## [WHAT YOU NEED TO DO]
Exactly reproduce each record listed below.

## [GIVEN ENTRIES]
PR #4336, opened 2025-06-16
Makes the banner always point to the latest release(s).

humancompanion-usds:
## Summary

Changes the site banner to always pull in the latest release(s). 

## Related Issue

I had this idea today that we could now pull this data up to the home page and hopefully do a better job of highlighting that this is all automagical now.

## Preview Environment Links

## [RESPONSE AREA]
PR #4336, opened 2025-06-16
Makes the banner always point to the latest release(s).

humancompanion-usds:
## Summary

Changes the site banner to always pull in the latest release(s). 

## Related Issue

I had this idea today that we could now pull this data up to the home page and hopefully do a better job of highlighting that this is all automagical now.

## Preview Environment Links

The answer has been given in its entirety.